A Study to Examine the Effect of Pramlintide on Body Weight and Its Safety and Tolerability in Obese Subjects
Status and phase
Completed
Phase 2
Conditions
Obesity
Treatments
Drug: pramlintide acetate
Details and patient eligibility
About
This is a study to examine the effect of pramlintide on body weight and its safety and tolerability in obese subjects.
Enrollment
400 patients
Sex
All
Ages
18 to 70 years old
Volunteers
No Healthy Volunteers
Inclusion criteria
- Is obese with a body mass index (BMI) >=30 kg/m^2 to <=50 kg/m^2, and has been obese for at least one year before screening.
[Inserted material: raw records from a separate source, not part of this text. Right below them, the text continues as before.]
PR #495, opened 2026-08-01
Fix startup recovery fallback styling

hamzamerzic:
## Summary
- replace duplicated setup and managed sign-in failure markup with one StartupError component
- reuse the shared recovery-panel styles instead of deleted errbound child selectors
- keep the stylesheet dependency explicit and add a CSS contract regression check

## Verification
- full frontend test suite
- production frontend build
- ESLint (no errors; existing warnings only)
- structural-test ratchet at 88 files / 780 cases
- UI maintainability detector: no findings
- independent review: no blockers


hamzamerzic:

PR #518, opened 2026-08-02
Restore owner-reviewed in-app platform updates

hamzamerzic:
## What changed

- keep deployment release refs as boot-only immutable-image constraints
- restore Settings check/review/apply/restart against moving `origin/main`
- explicitly fetch main even from stack-only clones
- remove recovery-era update and contribution gates
- restore self-hosting to ordinary main installs and in-app updates
- keep external recovery isolated and keep full agent sudo unchanged

## Why

PR #485 coupled external recovery rollout mechanics to a policy that disabled Mobius self-updates and platform contributions on managed deployments. External recovery does not require that restriction. This separates those concerns and removes the scope creep.

## Verification

- 324 focused backend tests passed
- complete frontend test suites passed
- structural ratchet passed
- ESLint passed at the existing 47-warning budget
- self-host recovery lifecycle suite passed
- shell/Python syntax and diff checks passed

The full backend suite is also running; the focused updater/recovery/contribution surface is green.


hamzamerzic:
Local full-suite update: backend completed with 3,528 passes and three failures caused solely by the first container run not mounting frontend `node_modules` (`acorn` was unavailable). Re-running the complete affected module with the exact lockfile dependencies mounted passed 23/23, so the effective full result is 3,531 passed and 1 skipped. Frontend unit/lint/build and the 324 focused backend regressions remain green.

PR #562, opened 2026-08-03
Prefer live provider model labels

hamzamerzic:
## Summary

- preserve provider-supplied human-readable model labels when available
- keep static labels as offline and compatibility fallbacks
- update the Claude Agent SDK lock to 0.2.128

## Testing

- 96 focused backend tests


hamzamerzic:
Superseded by #569 and #570. Those PRs preserve provider-owned labels, remove the remaining duplicate frontend fallback catalog rather than retaining raw-ID copies, and split the SDK lockfile update into an independently reviewable change. Both have passed the full test matrix and are queued.

PR #573, opened 2026-08-03
Keep drawer row menus stable across outside taps

hamzamerzic:
## Summary

- keep outside taps owned by the open row-menu layer without dismissing or activating the row beneath
- reject release-through clicks unless a fresh pointer press began inside the mounted menu, while preserving keyboard activation
- route row-menu open and close through one history-owned dismissal boundary

## Why

On touch devices, the contact that opens a menu can finish after the menu mounts. Android may retarget that release to a newly painted action or underlying row. Outside taps also closed the menu even when the intended interaction model was an explicit Back/Escape/action dismissal.

## Verification

- 88 focused workspace UI tests
- frontend lint
- pre-push frontend unit gate


hamzamerzic:
Superseded by #574, which now includes history-owned dismissal, pointer/action provenance, outside-target continuation, and behavioral coverage. Closing this narrower variant to keep one coherent fix.

PR #577, opened 2026-08-03
Reuse running chat caches across live snapshots

hamzamerzic:
## Summary

- keep the retained transcript cache stable across partial live-answer saves
- continue invalidating that cache at real transcript boundaries such as start, steer, question, and completion
- avoid fetching the same large in-progress answer through both chat detail and live catch-up when switching chats

## Context

This complements #563. That PR reduces the cost of live stream catch-up by replacing full event-log replay with a server-reduced snapshot. This follow-up removes a separate redundant detail read: partial live-answer saves currently advance the chat's general version, so every return to a running chat rejects its retained transcript and downloads the in-progress answer again before catch-up.

The change is independently correct with either replay or snapshot catch-up. Live catch-up remains authoritative for the changing assistant surface, while structural transcript changes still advance the version and force an authoritative detail read.

## Validation

- 89 focused chat writer, live assistant, compact transcript, and route tests
- 69 hermetic backend contract tests
- Python compile check

### DIFF
--- a/backend/app/chat_writer.py
+++ b/backend/app/chat_writer.py
@@ -3719,7 +3719,6 @@ def update_live_assistant(
   """Persist the current assistant snapshot without rewriting history."""
   if not chat_id:
     return True
-  from datetime import UTC, datetime
   from app.models import Chat
 
   row = db.execute(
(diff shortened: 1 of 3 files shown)


hamzamerzic:
Closing after adversarial review: suppressing `updated_at` makes the public last-modified contract false and lets equal timestamps represent different materialized live answers. The optimization needs a dedicated settled-transcript version plus an explicit mandatory catch-up handshake; until that broader contract exists, truthful invalidation is the safe behavior. This branch should not be merged as written.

- Usually consumes at least three major meals (morning, midday, and evening) each day.
Exclusion criteria
- Is currently enrolled in a formal weight-loss program.
- Has had liposuction within 1 year before screening or is planning to have liposuction during the study.
- Has received any investigational drug within 3 months before screening.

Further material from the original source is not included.